Technology: Inbound and homegrown
While tourism, hospitality, real estate and health care are mainstays of the tri-county’s economy, the holy grail in South Florida is growth in technology, either through relocations or homegrown development.
Late last month, Palm Beach County got a sizable lift when D-Wave, characterized by the Business Development Board as “the world’s top quantum computing company,” announced it was relocating its corporate headquarters from California to Boca Raton.
At the same time, Florida Atlantic University purchased a $20 million quantum computer from D-Wave, “making it the state’s first and only university to host an onsite quantum computer. This partnership signals deep collaboration through workforce development and eventually an official academy,” the board said.

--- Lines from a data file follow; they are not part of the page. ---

PR #1343, opened 2017-10-09
fuse mount: speedup

mungomat:
Before reading the indexes, restic now checks whether the count of snapshots in the repository changed

A better way would be to have a hash for the whole repository?


fd0:
Looks like a good approximation.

Palm Beach State College, the board and Quantum Coast Capital hosted a “quantum meeting” consisting of leaders from Ion-Q, D-Wave, NVIDIA, IBM, Levatas and FAU. The purpose: discuss “the next steps in building a collaborative quantum ecosystem in South Florida.”
For those looking to close talent and productivity gaps at South Florida businesses, they might turn their attention to a Broward startup called SynthBee, the latest project of longtime technology entrepreneur Rony Abovitz, a founder of MAKO Surgical and Magic Leap.
SynthBee, which just announced the completion of $100 million in funding, has a proprietary “collaborative intelligence” platform that helps businesses solve “complex scientific, engineering, design, compliance and creative challenges at extreme speed, with high accuracy, high privacy, high reliability, under human control and with clear auditability.”
In other words, the platform takes a fraction of the time it would take for humans to solve problems — as in minutes versus weeks or months.
The goal, according to Abovitz: “Using non-human intelligence in a safe way to help people build industry, build medical devices, build safe airplanes, build good cars, build up the economy — we think what we’re building is much more effective.”
Right now, the firm is working with multiple companies in the aerospace, automotive, fintech and health care fields.